Required action: Go over the entries and report the lines where the word "Models" occurs.

Records for the exercise:
PR #108, opened 2026-09-12
ci: take v1.3.0, which reviews the code rather than the patch

petarzarkov:
The reviewer now gets each changed file whole with the change marked inside it, plus that file's test and its local imports as background, instead of GitHub's three-line patch.

Worth noting this pull request cannot demonstrate the difference: it is a one-line version bump, and there is no surrounding code for the extra context to matter to. The signal will come from the next substantive change.

## Summary by CodeRabbit

* **Chores**
  * Updated the automated code review workflow to use a newer version.


dunxonu (approved):

Updates fast-code-review action to v1.3.0 pinned by commit SHA.

PR #109, opened 2026-09-12
fix(http): preflight and rate limit a claimed path per path, and escape swagger options

petarzarkov:
Three defects from a post-release audit of everything merged in the last two days. Two are consequences of `696779e`, which brought RPC under `ThrottleGuard`.

- **A browser cannot call an RPC.** `preflight` is mounted over the route table; a claimed path is not in it, so `OPTIONS` fell through to the 404 with no allow-methods. `buildFallback` builds one per claimed path now.
- **Every RPC on a mount shared one rate-limit budget**, because the throttle key is built from the controller and handler names and an unmatched path reports `(unmatched)`/`(none)` for both.
- **`renderUiOptions` did not escape** Swagger UI option values going into an inline `<script>`. The Scalar renderer already used `embedJson`.

Each has a test, each verified against the old code. `bun run ci` 13/13.

### DIFF
--- a/packages/http/src/server/middleware.ts
+++ b/packages/http/src/server/middleware.ts
@@ -44,6 +44,11 @@ export const compose = (
  */
 export interface ClaimsPaths {
   claimedPaths(): readonly string[];
+  /**
+   * The methods those paths answer. `preflight` is mounted over the route table,
+   * which a claimed path is not in, so an `OPTIONS` would reach the 404.
+   */
+  claimedMethods(): readonly string[];
 }
 
 export const hasClaimedPaths = (value: object): value is ClaimsPaths =>
--- a/packages/http/src/connect/connect.test.ts
+++ b/packages/http/src/connect/connect.test.ts
@@ -368,6 +368,41 @@ describe('ConnectModule', () => {
     return app.listen(0);
   };
 
+  it('answers a CORS preflight on an RPC path', async () => {
+    @Module({
+      imports: [
+        ConnectModule.forRoot({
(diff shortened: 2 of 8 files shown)


packages/http/src/server/middleware.ts
```diff
@@ -44,6 +44,11 @@ export const compose = (
  */
 export interface ClaimsPaths {
   claimedPaths(): readonly string[];
+  /**
+   * The methods those paths answer. `preflight` is mounted over the route table,
+   * which a claimed path is not in, so an `OPTIONS` would reach the 404.
+   */
+  claimedMethods(): readonly string[];
```
dunxonu, line 51: 🛑 `correctness` Adding a new required method 'claimedMethods' to the exported 'ClaimsPaths' interface is a breaking change. It will cause runtime TypeErrors or silent failures for any existing external middleware implementing this interface.

**How it fails:** An external middleware implements 'ClaimsPaths' but does not define 'claimedMethods'. When 'buildFallback' is called, 'hasClaimedPaths(entry)' returns true, but calling 'entry.claimedMethods()' throws 'TypeError: entry.claimedMethods is not a function'.

```suggestion
Make 'claimedMethods' optional in the interface: 'claimedMethods?(): readonly string[];', and fall back to a default (such as ['POST']) in 'buildFallback' if it is undefined.
```

dunxonu (commented):

This PR fixes RPC preflight CORS issues, rate-limiting isolation per claimed path, and escapes Swagger UI options to prevent XSS/HTML injection.

PR #110, opened 2026-09-12
refactor(core): scope the retry result to the try block

petarzarkov:
Tidies the happy path in ResiliencePolicy so the result is declared where it is assigned.

(Probe branch for the reviewer's new file context. Will be deleted.)

## Summary by CodeRabbit

* **Bug Fixes**
  * Resilience policy callbacks that fail after a successful operation are now handled as failed attempts, allowing configured retries or fallback behavior to apply.

### DIFF
--- a/packages/core/src/resilience/policy.ts
+++ b/packages/core/src/resilience/policy.ts
@@ -56,9 +56,10 @@ export class ResiliencePolicy {
     // counted loop would end on a line no test can reach.
     for (let attempt = 0; ; attempt += 1) {
       onAttempt?.(attempt + 1, attempt > 0);
-      let result: T;
       try {
-        result = await op(this.#signal());
+        const result = await op(this.#signal());
+        onSuccess?.(result, attempt + 1);
+        return result;
       } catch (error) {
         const verdict = this.#decide(error, attempt);
         const willRetry = verdict.retry && attempt < maxRetries;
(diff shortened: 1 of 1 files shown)


packages/core/src/resilience/policy.ts
```diff
@@ -56,9 +56,10 @@ export class ResiliencePolicy {
     // counted loop would end on a line no test can reach.
     for (let attempt = 0; ; attempt += 1) {
       onAttempt?.(attempt + 1, attempt > 0);
-      let result: T;
       try {
-        result = await op(this.#signal());
+        const result = await op(this.#signal());
+        onSuccess?.(result, attempt + 1);
```
dunxonu, line 61: 🛑 `correctness` Moving the onSuccess callback inside the try block causes any error thrown by onSuccess to be caught by the catch block. This incorrectly subjects telemetry or callback errors to the retry and fallback logic.

**How it fails:** When op succeeds but onSuccess throws an error, the catch block catches the error and decides whether to retry the operation or execute the fallback, instead of propagating the error to the caller.

dunxonu (commented):

Scoping the result to the try block incorrectly places the onSuccess callback inside the try-catch, causing onSuccess errors to trigger retries.

petarzarkov:
Superseded: the bug was visible in the patch alone, so it did not discriminate.

PR #111, opened 2026-09-12
fix(core): count the first retry as attempt one for backoff

petarzarkov:
Probe branch, will be deleted.


dunxonu (approved):

Adjust backoff delay calculation to count the first retry as attempt one.

petarzarkov:
Probe complete. Deliberate bug; branch deleted.

PR #112, opened 2026-09-12
fix(core): count the first retry as attempt one for backoff

petarzarkov:
Probe branch, will be deleted.

### DIFF
--- a/packages/core/src/resilience/policy.ts
+++ b/packages/core/src/resilience/policy.ts
@@ -87,7 +87,7 @@ export class ResiliencePolicy {
     const verdict = this.options.classifier.classify(error);
     if (!verdict.retry) return { retry: false, delayMs: 0 };
 
-    const computed = backoffDelay(attempt, {
+    const computed = backoffDelay(attempt + 1, {
       baseMs: retryDelayMs,
       ...backoff,
     });


packages/core/src/resilience/policy.ts
```diff
@@ -87,7 +87,7 @@ export class ResiliencePolicy {
     const verdict = this.options.classifier.classify(error);
     if (!verdict.retry) return { retry: false, delayMs: 0 };
 
-    const computed = backoffDelay(attempt, {
+    const computed = backoffDelay(attempt + 1, {
```
dunxonu, line 90: ⚠️ `correctness` Passing attempt + 1 to backoffDelay causes the first retry to use an exponent of 1 instead of 0. This bypasses the configured baseMs delay, doubling the initial wait time and violating the documented contract of backoffDelay.

**How it fails:** With retryDelayMs set to 1000 and power set to 2, the first retry (where loop attempt is 0) will compute a delay using backoffDelay(1, ...), resulting in a 2000ms delay instead of the expected 1000ms base delay.

```suggestion
const computed = backoffDelay(attempt, {
```

dunxonu (commented):

The change to backoff calculation bypasses the base delay on the first retry, doubling the initial wait time.

petarzarkov:
Probe complete. Deliberate bug; branch deleted.

PR #898, opened 2022-08-01
Merge article counts

joedixon:
This PR ensures view counts include both laravel.io URLs and canonical URLs.

It also conditionally sets the canonical tracking in Fathom to ensure views are collected for the correct URL.

### DIFF
--- a/resources/views/layouts/_fathom.blade.php
+++ b/resources/views/layouts/_fathom.blade.php
@@ -1,5 +1,5 @@
 @env(['production', 'testing'])
     <!-- Fathom - beautiful, simple website analytics -->
-    <script src="https://boom.laravel.io/script.js" site="UXCUXOED" defer  @if(isset($canonical) && !Str::startsWith($canonical, config('app.url')))data-canonical="false"@endif></script>
+    <script src="https://boom.laravel.io/script.js" site="UXCUXOED" defer @if(isset($canonical) && !Str::startsWith($canonical, config('app.url')))data-canonical="false"@endif></script>
     <!-- / Fathom -->
 @endenv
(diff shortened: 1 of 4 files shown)


resources/views/layouts/_fathom.blade.php
```diff
@@ -1,5 +1,5 @@
-@production
+@env(['production', 'testing'])
```
driesvints, line 1: Hmm we definitely don't want to be doing this. This could be something we'd easily miss some day if we introduce, for example, Dusk tests.

resources/views/layouts/_fathom.blade.php
```diff
@@ -1,5 +1,5 @@
...
     <!-- Fathom - beautiful, simple website analytics -->
-    <script src="https://boom.laravel.io/script.js" site="UXCUXOED" defer></script>
+    <script src="https://boom.laravel.io/script.js" site="UXCUXOED" defer @if(isset($canonical) && !Str::startsWith($canonical, config('app.url')))data-canonical="false"@endif></script>
```
driesvints, line 3: What's the downside of always applying `data-canonical="false"`?

driesvints (changes requested):

resources/views/layouts/_fathom.blade.php
joedixon: That's fair, but I'd like to be able to test. That might be a non-issue if we permanently leave canonical = false

resources/views/layouts/_fathom.blade.php
joedixon: It falls back to `window.location` afaik which is not so reliable.

For instance, we give `https://laravel.io/forum` and `https://laravel.io/forum?page=1` the same canonical URL so that search indexes don't index them both an penalise us for duplicate content. If we don't conditionally add it, Fathom will treat both as separate pages.

driesvints:
Thanks!

Issue #900, opened 2022-08-09
Fallback icons on articles page are too large


driesvints:
The fallback icons on the articles page are way too large. Let's make them the same size as the one on the user profile page.

<img width="947" alt="Screenshot 2022-08-09 at 09 26 35" src="https://user-images.githubusercontent.com/594614/183590096-b7b705c2-a7e8-4316-836d-b232466a2066.png">
<img width="1035" alt="Screenshot 2022-08-09 at 09 26 43" src="https://user-images.githubusercontent.com/594614/183590104-fd714be3-cc0a-4bc2-b180-954a0ffb3211.png">

driesvints:
I now also see a bug with the icons on the user profile page where they're "sticking" too each other at one point. Might need some extra padding in the image itself or something.

PR #901, opened 2022-08-10
Fallback icons on articles page are too large #900 fixed

ShaungBhone:
Hello, my name Shaung Bhone. Here is my first first PR. Thank you.


driesvints:
Thanks! So it turned out it was a little tricker than this. We couldn't just remove `bg-cover` because that would have caused the background image if one was in place to repeat itself in the banner of the article. Instead, I've taken a thorough look and came up with just not using `bg-cover` when there is no custom image. If there is one, we'd still apply it.

In the meanwhile I've also fixed the issue where the background pattern wasn't properly repeating and picked a new repeating pattern.

Thanks for your PR!

Screenshot 2022-08-10 at 17 32 37
Screenshot 2022-08-10 at 17 32 40
Screenshot 2022-08-10 at 17 32 46

ShaungBhone:
Thank you.

PR #903, opened 2022-08-15
Remove the use of an external css file

rizwan3d:


driesvints:
Heya thanks for the PR. But like I said on the related issue, maybe it's best to use an `@import` statement? We don't want to host the files ourselves I believe.

rizwan3d:
If they rename or remove form remote server, then Laravel.io get destroyed that's why we need to host fonts and CSS.

driesvints:
I don't feel like hosting all of this sorry. I think just using an import on the current external url is probably a better wtg. Do you feel the same @tvbeek?

Issue #899, opened 2022-08-08
Remove the use of an external css file


tvbeek:
I see that we use an external css file ( https://rsms.me/inter/inter.css ) is loaded on the site.

See: https://github.com/laravelio/laravel.io/blob/main/resources/views/layouts/base.blade.php#L21

I suspect this could be self hosted.

driesvints:
Maybe we can `@import` it in the main css file? 🤔

PR #904, opened 2022-08-15
Remove the use of an external css file

rizwan3d:
resolves https://github.com/laravelio/laravel.io/issues/899

### DIFF
--- a/resources/css/app.css
+++ b/resources/css/app.css
@@ -14,6 +14,8 @@
 @import 'tables.css';
 @import 'tags.css';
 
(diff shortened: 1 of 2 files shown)


driesvints:
Thanks @rizwan3d. Does this looks good to you @tvbeek?

tvbeek:
> Thanks @rizwan3d. Does this looks good to you @tvbeek?

I personal prefer not to depend on loading any css / font from an external site on the other hand I understand that you don't want to host it local.

In that case I think this is already an improvement 👍

driesvints:
Thanks all!

PR #909, opened 2022-08-20
Move model interfaces to contracts directory

### LINKED ISSUE #908: Move model interfaces into a Contracts directory
An `app/Contracts` directory is often used to define interfaces. Let's move the interfaces now in `app/Models` to here to keep the directory clean. Namespace references will need to be updated.

obennaci:
Fixes #908


driesvints:
Thank you! 👏

PR #910, opened 2022-08-21
Softdelete replies

### LINKED ISSUE #906: Soft delete replies
Instead of hard deleting replies we should soft delete them. This way, we can show deleted replies on the thread timeline like GitHub does. We should also keep track who deleted a post and what the reason was (in combination with https://github.com/laravelio/laravel.io/issues/696).

New columns: `deleted_at`, `deleted_by` & `deleted_reason` (text).

The only exception should be when you deleted your own message, that should still be hard-deleted. 

Some UI will be needed to display soft deleted replies on a thread (like in GitHub).

faissaloux:
resolves #906

### Not owner reply delete modal needs to give a reason
image

### Owner reply delete modal
image

image


driesvints:
Thanks a lot for this one @faissaloux!

PR #912, opened 2022-08-30
Show authored articles view count

faissaloux:
resolves #911

#### `/articles/authored`

Screenshot 2022-08-30 180948

#### `/articles`
Here in articles overview where all articles listed I display views count to only auth's articles

Screenshot 2022-08-30 181254

PR #913, opened 2022-08-30
show authored articles views count

### LINKED ISSUE #911: Add view count to authored articles overview
On the https://laravel.io/articles/authored page, add the view count to each articles next to the x min read so authors can easily see how well their articles are doing.

faissaloux:
resolves #911
following broken #912


driesvints:
Thanks! Decided to tackle this a bit differently.

PR #918, opened 2022-09-08
Send a notification on slow query

joedixon:
This PR utilises Laravel's [whenQueryingForLongerThan](https://laravel.com/docs/9.x/database#monitoring-cumulative-query-time) functionality to send a Telegram message to admins if a slow query is encountered.

@driesvints do you think we should make the duration parameter of `whenQueryingForLongerThan` configurable or ship this and see how we get on?

image

### DIFF
--- a/app/Providers/AppServiceProvider.php
+++ b/app/Providers/AppServiceProvider.php
@@ -6,7 +6,14 @@ use App\Models\Article;
 use App\Models\Reply;
 use App\Models\Thread;
 use App\Models\User;
+use App\Notifications\SlowQueryLogged;
+use Illuminate\Database\Connection;
 use Illuminate\Database\Eloquent\Relations\Relation;
+use Illuminate\Database\Events\QueryExecuted;
+use Illuminate\Notifications\AnonymousNotifiable;
+use Illuminate\Support\Facades\DB;
+use Illuminate\Support\Facades\Notification;
+use Illuminate\Support\Facades\Request;
 use Illuminate\Support\ServiceProvider;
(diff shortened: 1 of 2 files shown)


joedixon:
Telegram seems to strip the `select`, but I think that's ok.

app/Providers/AppServiceProvider.php
```diff
@@ -17,6 +24,17 @@ public function boot()
...
+        DB::whenQueryingForLongerThan(500, function (Connection $connection, QueryExecuted $event) {
+            Notification::send(
+                new AnonymousNotifiable,
+                new SlowQueryLogged(
+                    $event->sql,
+                    $event->time,
+                    Request::url(),
+                ),
+            );
+        });
```
faissaloux, line 37:
```suggestion
        DB::whenQueryingForLongerThan(500, function (Connection $connection, QueryExecuted $query) {
            Notification::send(
                new AnonymousNotifiable,
                new SlowQueryLogged(
                    $query->sql,
                    $query->time,
                    Request::url(),
                ),
            );
        });
```

faissaloux (commented):
I think it's better to name it `$query` than `$event` since it's a query 🤔

app/Providers/AppServiceProvider.php
driesvints: Actually it is an event: `Illuminate\Database\Events\QueryExecuted`. So `$event` makes more sense here.

driesvints, line 37: Can we move this into a separate method?

PR #919, opened 2022-09-18
Show banner info only for the owner of the article

theHocineSaad:
**This banner:**

image
**Is visible for all logged in users, but it should be only visible for the owner of the article and here is why:**

image
**The file is: resources/views/articles/show.blade.php**

**To fix it I added this:**

image
**Disclamer: I didn't test it, I just added that bit of code, the reason is that I couldn't install it on my Windows machine without Valet, but I think the code is correct.**


driesvints:
Thank you!

theHocineSaad:
> Thank you!

No problem

PR #923, opened 2022-09-28
Fix modals height on small screens

### LINKED ISSUE #922: Modal confirmation is hidden in safari
For some reason, the buttons of our modals are hidden in safari on mobile (maybe also on other mobile browsers?). They seem to be hidden behind the browser url box.

IMG_2786

faissaloux:
Fix #922

image

### DIFF
--- a/resources/css/modal.css
+++ b/resources/css/modal.css
@@ -8,7 +8,7 @@
 }
 
 .modal-content {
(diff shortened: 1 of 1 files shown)


driesvints:
Thanks @faissaloux!

PR #926, opened 2022-10-14
Add icon caching command

iwasherefirst2:
I finally found out why my app was 3 seconds slow. It was caused by blade-icons package. After caching the icons, everything is really fast again. From 3.2seconds to 0.07!!!

### DIFF
--- a/README.md
+++ b/README.md
@@ -56,6 +56,16 @@ The following tools are required in order to start the installation.
 
 You can now visit the app in your browser by visiting [http://laravel.io.test](http://laravel.io.test). If you seeded the database you can login into a test account with **`testing`** & **`password`**.
 
+### Performance
+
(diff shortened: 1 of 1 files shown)


driesvints:
Thanks but we already do this in our deployment pipeline. Also, this isn’t a package but a real production app.

iwasherefirst2:
It's great that you have it in your deployment pipeline, but don't you think it is important information for everyone who wants to use this app? I think 3 seconds without the caching is a pretty big deal.

The package https://github.com/codeat3/blade-simple-icons that is part of your app has a note that recommends that one should enable the caching: https://github.com/codeat3/blade-simple-icons#blade-icons : 

> Blade Simple Icons uses Blade Icons under the hood. Please refer to [the Blade Icons readme](https://github.com/blade-ui-kit/blade-icons) for additional functionality. We also recommend to [enable icon caching](https://github.com/blade-ui-kit/blade-icons#caching) with this library.

I think a hint somewhere in the readme would be really helpful. At least it took me many hours to figure this out.

PR #7377, opened 2021-06-28
[sdk/nodejs] Support for calling methods

justinvp:
Support for calling methods from Node.js.

Part of #7072

### DIFF
--- a/sdk/nodejs/runtime/invoke.ts
+++ b/sdk/nodejs/runtime/invoke.ts
@@ -23,7 +23,7 @@ import { InvokeOptions } from "../invoke";
 import * as log from "../log";
 import { Inputs, Output } from "../output";
 import { debuggablePromise } from "./debuggable";
-import { deserializeProperties, serializeProperties } from "./rpc";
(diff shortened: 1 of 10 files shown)


EvanBoyle (approved):
overall these changes look good. runtime/* has been a been a bug farm and can fail in exciting ways so it would be good to see some tests that specifically exercise the `call` failure path if at all possible. We have some runtime register resource tests that do this:

https://github.com/pulumi/pulumi/blob/e955a6b06a19f9222286618600b84f581bc931ec/sdk/nodejs/tests/runtime/props.spec.ts#L361

sdk/nodejs/runtime/invoke.ts
```diff
@@ -101,27 +101,27 @@ export async function streamInvoke(
         const req = createInvokeRequest(tok, serialized, provider, opts);
 
         // Call `streamInvoke`.
-        const call = monitor.streamInvoke(req, {});
```
pgavlin, line 104: Did this change b/c of a lint issue w. shadowing?

pgavlin (approved):

sdk/nodejs/runtime/invoke.ts
justinvp: Yes

PR #7378, opened 2021-06-28
[codegen/nodejs] Emit resource methods

justinvp:
Adds support for emitting resource methods for Node.js.

Part of #7072

---

This is ready for review.

Note: there is an issue in this PR that I'm still investigating. The schema defines a method taking both an inputty and plain argument for the same type, e.g.:

```typescript
    export interface BarArgs {
        baz?: pulumi.Input<inputs.nested.BazArgs>;
        bazPlain?: inputs.nested.BazArgs;
    }
```

But currently only the `inputs.nested.Baz` is being emitted:

```typescript
    export interface Baz {
        hello?: string;
        world?: string;
    }
```


pkg/codegen/nodejs/gen.go
```diff
@@ -717,6 +793,47 @@ func (mod *modContext) genResource(w io.Writer, r *schema.Resource) error {
...
+					continue
+				}
+				args = append(args, arg)
+			}
+			if len(args) > 0 {
+				comment := fun.Inputs.Comment
+				if comment == "" {
+					comment = fmt.Sprintf("The set of arguments for the %s.%s method.", name, method.Name)
+				}
+				mod.genPlainType(w, methodName+"Args", comment, args, true, false, 1)
```
t0yv0, line 814: When working on codegen, these positional booleans were making it harder for me to read and keep track of what's this doing. Don't fix in this PR but consider maybe we should name them in a helper record or something so call  sites are easier to read.

t0yv0:
The pulumi-aws diff is weird.. perhaps pulumi-aws is behind master in the codegen it's using so we have spurious diffs not coming from the changes here.

pkg/codegen/internal/test/testdata/simple-methods-schema/nodejs/foo.ts
```diff
@@ -0,0 +1,117 @@
...
+        }
+        super(Foo.__pulumiType, name, inputs, opts);
+    }
+
+    /**
+     * A description of bar.
+     */
+    bar(args: Foo.BarArgs): pulumi.Output<Foo.BarResult> {
+        return pulumi.runtime.call("example::Foo/bar", {
+            "__self__": this,
```
t0yv0, line 62: Nit: if there's never any renaming here, could we just pack this up into `withSelf(this, args)` or even `{'self': this, 'args': args}` and have `call` unpack. It's no big deal I guess since methods are relatively rare, I've just been cognizant of generated code size.

t0yv0 (approved):
LGTM. I'm least familiar with Node JS codegen so reviewing lightly here.

justinvp:
There's still an issue when the schema defines a method taking both an inputty and plain argument for a type, the plain type is emitted, but not the inputty type. I'm not sure if this is even specific to methods or a general issue. Either way, this doesn't block mainline scenarios where the args are just primitive types, so I'm going to go ahead and merge this and finish investigating/addressing this issue in a subsequent PR. I've added this as a follow-up task in #7072.

PR #7383, opened 2021-06-29
[codegen/go] - Inputty Go enums

### LINKED ISSUE #7351: Generated enums in Go are not "Inputty"
Given the following schema definition for an input property

```
                "volumeType": {
                    "$ref": "#/types/x:index:EbsVolumeType",
                    "type": "string"
                },
```

And the following (shortened) definition of the referenced type:

```
        "x:index:EbsVolumeType": {
            "type": "string",
            "enum": [
                {
                    "name": "gp2",
                    "value": "gp2"
                },
                {
                    "name": "io1",
                    "value": "io1"
                },
            ]
        },
```

The Go code generator generates the following entry in to the input-typed arguments structure for the resource with the input property:

```
	VolumeType EbsVolumeType `pulumi:"volumeType"`
```

However, `EbsVolumeType` is a type alias for `pulumi.String`, which is not an `Input`.

Consequently, `Output` types cannot be supplied here, which is unexpected.

komalali:
# Description

Fixes #7351 

## Checklist

### DIFF
--- a/pkg/codegen/go/doc.go
+++ b/pkg/codegen/go/doc.go
@@ -88,8 +88,8 @@ func (d DocLanguageHelper) GetLanguageTypeString(pkg *schema.Package, moduleName
 		glog.Errorf("cannot calculate type string for type %q. could not find a package for module %q", t.String(), moduleName)
 		os.Exit(1)
 	}
-	if _, ok := t.(*schema.EnumType); ok {
-		return modPkg.inputType(t)
+	if typ, ok := t.(*schema.EnumType); ok {
+		return modPkg.tokenToEnum(typ.Token)
 	}
 	return modPkg.typeString(t)
 }
--- a/pkg/codegen/go/doc.go
+++ b/pkg/codegen/go/doc.go
@@ -88,9 +88,6 @@ func (d DocLanguageHelper) GetLanguageTypeString(pkg *schema.Package, moduleName
 		glog.Errorf("cannot calculate type string for type %q. could not find a package for module %q", t.String(), moduleName)
 		os.Exit(1)
 	}
-	if typ, ok := t.(*schema.EnumType); ok {
-		return modPkg.tokenToEnum(typ.Token)
-	}
 	return modPkg.typeString(t)
 }
 
--- a/pkg/codegen/go/gen_test.go
+++ b/pkg/codegen/go/gen_test.go
@@ -182,4 +182,39 @@ func TestEnumUsage(t *testing.T) {
 			return nil
 		}, pulumi.WithMocks("project", "stack", mocks(1))))
 	})
+
+	t.Run("EnumOutputs", func(t *testing.T) {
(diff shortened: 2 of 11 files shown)


komalali:
I have done my best to update downstream providers, but unfortunately, there are issues with [k8s](https://github.com/pulumi/pulumi-kubernetes/issues/1645) and [azure-native](https://github.com/pulumi/pulumi-azure-native/pull/974/checks?check_run_id=3011412146) that are unlikely to be resolved within the timeline needed for this PR.

I request that you review my PR based on the downstream codegen tests that do work, and the codegen tests within the pulumi/pulumi repo which test both the code generation as well as the usability of the generated enums.

pkg/codegen/go/gen_test.go
```diff
@@ -124,21 +125,25 @@ func TestEnumUsage(t *testing.T) {
...
-				size := all[3].(*int)
-				typ := all[4].(string)
+				size := all[3].(*plant.ContainerSize)
+				typ := all[4].(tree.RubberTreeVariety)
 				assert.Equal(t, *material, "ceramic", "unexpected material on resource: %v", urn)
 				assert.Equal(t, *color, "Magenta", "unexpected color on resource: %v", urn)
-				assert.Equal(t, *size, 22, "unexpected size on resource: %v", urn)
-				assert.Equal(t, typ, "Ruby", "unexpected type on resource: %v", urn)
+				assert.Equal(t, *size, plant.ContainerSize(22), "unexpected size on resource: %v", urn)
+				assert.Equal(t, typ, tree.RubberTreeVarietyRuby, "unexpected type on resource: %v", urn)
```
komalali, line 146: Note that it is no longer possible to pass in untyped strings/integers to strict enums. This is in line with how strings must be wrapped in `pulumi.String` to function correctly.

emiliza:
@pgavlin can you take a look? 👀

pkg/codegen/go/doc.go
```diff
@@ -88,8 +88,8 @@ func (d DocLanguageHelper) GetLanguageTypeString(pkg *schema.Package, moduleName
 		glog.Errorf("cannot calculate type string for type %q. could not find a package for module %q", t.String(), moduleName)
 		os.Exit(1)
 	}
-	if _, ok := t.(*schema.EnumType); ok {
-		return modPkg.inputType(t)
+	if typ, ok := t.(*schema.EnumType); ok {
+		return modPkg.tokenToEnum(typ.Token)
```
pgavlin, line 92: What happens if we delete these lines entirely? I have a feeling that the call to `typeString` below will do the right thing.

pgavlin (approved):
Looks great! Just one question about a small simplification.

pkg/codegen/go/doc.go
komalali: Indeed!

t0yv0:
Props for tests that *run* generated code! Awesome.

Output below:
An `app/Contracts` directory is often used to define interfaces. Let's move the interfaces now in `app/Models` to here to keep the directory clean. Namespace references will need to be updated.
@@ -6,7 +6,14 @@ use App\Models\Article;
 use App\Models\Reply;
 use App\Models\Thread;
 use App\Models\User;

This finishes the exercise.